Today, Microsoft announced a significant advancement in AI-driven cybersecurity with the launch of its new multi-model agentic security system, known as codename MDASH, which has successfully identified 16 vulnerabilities in the Windows networking and authentication stack ahead of the April Patch Tuesday. This system, developed by Microsoft’s Autonomous Code Security team, employs over 100 specialized AI agents that work collaboratively to discover and validate exploitable bugs, achieving an impressive 88.45% score on the CyberGym benchmark, the highest recorded score to date. The findings include critical remote code execution flaws in components like the Windows kernel and IKEv2 service, underscoring the effectiveness of the agentic system, particularly in detecting complex vulnerabilities that single-model approaches often miss.

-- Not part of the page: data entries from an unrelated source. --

PR #9838, opened 2023-05-09
New hub fields for playercount & real round time

craftxbox:
### Purpose
Reports three new fields to the current hub api for future use, 
RoundTime: Mirror of GameManager.Instance.RoundTimeInMinutes, Gives an accurate display of how long a round has gone on for (that doesn't include janky math on the existing IngameTime variable). This field is OPTIONAL and may not appear on the API if it's not being reported.
PlayerCountMax: Should be pretty self-explanatory. If it's not reported, this value is 0 through the api.
Passworded: ditto. If a connection password is set, this is true. Else false (also if not reported)

### Changelog:
Not userfacing, No CL.

### DIFF
--- a/UnityProject/Assets/Scripts/Core/Database/ServerData.ServerStatus.cs
+++ b/UnityProject/Assets/Scripts/Core/Database/ServerData.ServerStatus.cs
@@ -161,6 +161,10 @@ namespace DatabaseAPI
 				status.CurrentMap = SubSceneManager.ServerChosenMainStation;
 			}
 
+			status.Passworded = !string.IsNullOrEmpty(config.ConnectionPassword);
+            status.RoundTime = GameManager.Instance.RoundTimeInMinutes.ToString();
+            status.PlayerCountMax = GameManager.Instance.PlayerLimit;
+
 			status.GameMode = GameManager.Instance.GetGameModeName();
 			status.IngameTime = GameManager.Instance.roundTimer.text;
 			if (PlayerList.Instance != null)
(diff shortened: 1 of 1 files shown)


UnityProject/Assets/Scripts/Core/Database/ServerData.ServerStatus.cs
```diff
@@ -161,6 +161,10 @@ IEnumerator SendServerStatus()
 				status.CurrentMap = SubSceneManager.ServerChosenMainStation;
 			}
 
+			status.Passworded = !string.IsNullOrEmpty(config.ConnectionPassword);
```
Bod9001: == false

Bod9001:
does this need any other PRs to be Merged first?

UnityProject/Assets/Scripts/Core/Database/ServerData.ServerStatus.cs
craftxbox: I can do that but that doesn't seem very easy to understand in a variable declaration

craftxbox:
> does this need any other PRs to be Merged first?

Nope, This makes fields available for stationhub to read should it want to.

UnityProject/Assets/Scripts/Core/Database/ServerData.ServerStatus.cs
Bod9001: thouggh it is coding practice to do == false, 
I think it's fine with stuff like !NoPassword, 
where it is a direct inverse of a bool that is already there

Bod9001 (approved):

CyberGym: CyberGym is a public benchmark evaluating AI agents on real-world vulnerability reproduction tasks sourced from OSS-Fuzz across numerous open-source projects. Developed by UC Berkeley researchers, it tests capabilities in identifying and exploiting bugs in production software like C/C++ codebases. Microsoft’s MDASH achieved the top leaderboard position using generally available models.
Microsoft: Microsoft is a multinational technology corporation developing operating systems like Windows, cloud platforms such as Azure, and comprehensive security solutions including Defender suites. The company has recently emphasized AI integration in cybersecurity, launching agentic tools for threat detection and vulnerability management. In this development, Microsoft announced codename MDASH, a multi-model agentic system used to discover vulnerabilities patched in the May Patch Tuesday release.
StorageDrive: StorageDrive is a private sample kernel-mode device driver used by Microsoft for offensive security researcher interviews and tool evaluation. Designed with injected vulnerabilities such as use-after-frees and locking issues, it serves as unseen test data to avoid model training contamination. MDASH demonstrated perfect detection on all planted issues in StorageDrive.
codename MDASH: Codename MDASH is Microsoft Security’s agentic vulnerability scanning harness that orchestrates specialized AI agents across diverse frontier and distilled models for end-to-end bug discovery, validation, and proof. Its model-agnostic pipeline incorporates plugins for domain-specific reasoning on proprietary codebases. Announced on May 12, MDASH enabled discovery of Windows networking and authentication flaws now available in private preview for customers.
Microsoft Autonomous Code Security: Microsoft Autonomous Code Security (ACS) is an internal team dedicated to transforming AI-powered vulnerability research into production-scale security auditing for Microsoft’s proprietary codebases. Drawing members from Team Atlanta, winners of DARPA’s AI Cyber Challenge, ACS focuses on engineering robust harnesses around frontier AI models. ACS built and deployed codename MDASH to identify exploitable bugs in Windows components ahead of Patch Tuesday.
Microsoft Windows Attack Research and Protection: Microsoft Windows Attack Research and Protection (WARP) specializes in advanced offensive security research targeting the most critical Windows attack surfaces, including kernel and networking stacks. WARP collaborates closely with AI-driven discovery teams to validate and contextualize findings for real-world exploitation potential. In collaboration with ACS, WARP contributed to vulnerabilities fixed via MDASH in the recent Patch Tuesday.
CyberGym Design: CyberGym focuses AI evaluation on historical production vulnerabilities from fuzzing efforts spanning multiple years across diverse software ecosystems.
DARPA Expertise: ACS incorporates talent from Team Atlanta, which won DARPA’s AI Cyber Challenge by developing autonomous systems for vulnerability detection and patching in complex open-source projects.
WARP Collaboration: WARP provides deep offensive research expertise, pairing with AI discovery pipelines to ensure findings translate to actionable Patch Tuesday remediations.